From the material below, copy out each line with the word "little" in it.
● ● ●
PR #762, opened 2022-02-09
Enable building Dex with Nix

sharadmv:
This PR enables building Dex with Nix, hopefully providing a reproducible/deterministic way of getting Dex working.

Here's a quick guide to the files this PR adds:

* `default.nix` - this is the `nix` file that describes how to build Dex. It mimics the `dex.cabal` file in its flags and also builds the Dex runtime as well as compiling the Dex Haskell source.
* `flake.nix` - [flakes](https://serokell.io/blog/practical-nix-flakes) are a new feature in Nix that enable locking dependencies for reproducible builds. The `flake.nix` wraps `default.nix` but feeds in locked dependencies.
* `flake.lock` - a file that captures the locked dependencies.

`shell.nix` has also been updated to provide some more libraries and `stack.yaml` now has `nix` enabled so it can use the dependencies provided by Nix.

### DIFF
--- a/default.nix
+++ b/default.nix
@@ -1,0 +1,72 @@
+{ pkgs ? import <nixpkgs> {},
+  llvm-hs-src ? pkgs.fetchFromGitHub {
+    owner = "llvm-hs";
+    repo = "llvm-hs";
+    rev = "llvm-12";
+    sha256 = "IG4Mh89bY+PtBJtzlXKYsPljfHP7OSQk03pV6fSmdRY=";
+  },
+  cudaPackage ? pkgs.cudaPackages.cudatoolkit_11,
+  cuda ? false,
+  optimized ? true,
+  live ? true,
+}:
+let
+  llvm-hs-pure = pkgs.haskellPackages.callCabal2nix "llvm-hs-pure" "${llvm-hs-src}/llvm-hs-pure" {
+  };
+  llvm-hs = (pkgs.haskellPackages.callCabal2nix "llvm-hs" "${llvm-hs-src}/llvm-hs" {
+    inherit llvm-hs-pure;
+  }).overrideAttrs (oldAttrs: rec {
+    buildInputs = oldAttrs.buildInputs ++ [
+      pkgs.llvm_12
+    ];
+  });
+  buildFlags = pkgs.lib.optionals optimized [
+    "-foptimized"
+  ] ++ pkgs.lib.optionals live [
+    "-flive"
+  ] ++ pkgs.lib.optionals cuda [
+    "-fcuda"
+    "--extra-include-dirs=${cudaPackage}/include"
+    "--extra-lib-dirs=${cudaPackage}/lib64/stubs"
+  ];
+  cxxFlags = [
+    "-fPIC"
+    "-std=c++11"
+    "-fno-exceptions"
+    "-fno-rtti"
+  ] ++ pkgs.lib.optional cuda "-DDEX_CUDA"
+    ++ pkgs.lib.optional live "-DDEX_LIVE";
+  buildRuntimeCommand =  ''
+      ${pkgs.clang_9}/bin/clang++ \
+      ${builtins.concatStringsSep " " cxxFlags} \
+      -c \
+      -emit-llvm  \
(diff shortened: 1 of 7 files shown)


stack.yaml
```diff
@@ -20,3 +20,7 @@ extra-deps:
   - store-0.7.8@sha256:0b604101fd5053b6d7d56a4ef4c2addf97f4e08fe8cd06b87ef86f958afef3ae,8001
   - store-core-0.4.4.4@sha256:a19098ca8419ea4f6f387790e942a7a5d0acf62fe1beff7662f098cfb611334c,1430
   - th-utilities-0.2.4.1@sha256:b37d23c8bdabd678aee5a36dd4373049d4179e9a85f34eb437e9cd3f04f435ca,1869
+
+nix:
+  enable: false
+  packages: [ libpng llvm_12 pkg-config zlib ]
```
apaszke, line 26: Why do we have this if it has `enable: false`?

shell.nix
```diff
@@ -1,15 +1,16 @@
...
+{ pkgs ? import <nixpkgs> {} }:
+pkgs.stdenv.mkDerivation {
   name = "dex";
-  buildInputs = [
+  buildInputs = with pkgs; [
     cabal-install
-    haskell.compiler.ghc884
-    llvm_9
+    cacert
     clang_9
```
apaszke, line 7: Can we upgrade to clang_12 too?

default.nix
```diff
@@ -0,0 +1,81 @@
...
+    buildInputs = oldAttrs.buildInputs ++ [
+      pkgs.llvm_12
+    ];
+  });
+  buildFlags = (map (flag: "--ghc-option=" + flag) [
+    "-Wall"
+    "-fPIC"
+    "-optP-Wno-nonportable-include-path"
+    "-Wno-unticked-promoted-constructors"
+    "-XCPP"
```
apaszke, line 28: Does Cabal2nix really ignore the GHC flags?

apaszke (approved):
LGTM, some minor points. Might be worth adding a CI for Nix builds at some point too, just to make sure that they don't get broken if we change things up. I'm a little worried by the amount of duplication this creates among our build files, with lots of flags being embedded across Make/Cabal/Stack/Nix.

sharadmv:
> I'm a little worried by the amount of duplication this creates among our build files, with lots of flags being embedded across Make/Cabal/Stack/Nix.

Yea this is a fair point.

I reduced some of the duplication (CXX flags for the dexrt are still duplicated but GHC flags are not). The long term solution to this is to make the `makefile` work with Nix (i.e. use non-hardcoded dependencies).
● ● ●
** SOLUTION TO THIS EXERCISE **
LGTM, some minor points. Might be worth adding a CI for Nix builds at some point too, just to make sure that they don't get broken if we change things up. I'm a little worried by the amount of duplication this creates among our build files, with lots of flags being embedded across Make/Cabal/Stack/Nix.
> I'm a little worried by the amount of duplication this creates among our build files, with lots of flags being embedded across Make/Cabal/Stack/Nix.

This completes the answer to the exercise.